PR #395, opened 2024-10-23
Faster, less memory by caching dpo logprobs

vwxyzjn:
This PR caches the DPO logprobs to save memory (see [report](https://wandb.ai/ai2-llm/open_instruct_internal/reports/DPO-cache-logprobs--Vmlldzo5ODM5Mjkw))

image

I put this as a separate `dpo_tune_cach.py`. We can prob the  `dpo_tune.py` with this implementation, but maybe there are some edge cases like dataloader resuming with dpo cache logprobs or lora stuff to test, so I am also ok with just a `dpo_tune_cache.py` at the moment until we are done with the release. WDYT?

### DIFF
--- a/open_instruct/dpo_tune_cache.py
+++ b/open_instruct/dpo_tune_cache.py
@@ -1,0 +1,1162 @@
+# !/usr/bin/env python
+# coding=utf-8
+# Copyright 2024 AllenAI. All rights reserved.
+#
+# Licensed under the Apache License, Version 2.0 (the "License");
+# you may not use this file except in compliance with the License.
+# You may obtain a copy of the License at
+#
+#     http://www.apache.org/licenses/LICENSE-2.0
+#
+# Unless required by applicable law or agreed to in writing, software
+# distributed under the License is distributed on an "AS IS" BASIS,
+# WITHOUT WARRANTIES OR CONDITIONS OF ANY KIND, either express or implied.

========================

Work instruction: The line with "Licensed under the" through the last line of the data: write these out exactly, and no others.

Response area:
+# Licensed under the Apache License, Version 2.0 (the "License");
+# you may not use this file except in compliance with the License.
+# You may obtain a copy of the License at
+#
+#     http://www.apache.org/licenses/LICENSE-2.0
+#
+# Unless required by applicable law or agreed to in writing, software
+# distributed under the License is distributed on an "AS IS" BASIS,
+# WITHOUT WARRANTIES OR CONDITIONS OF ANY KIND, either express or implied.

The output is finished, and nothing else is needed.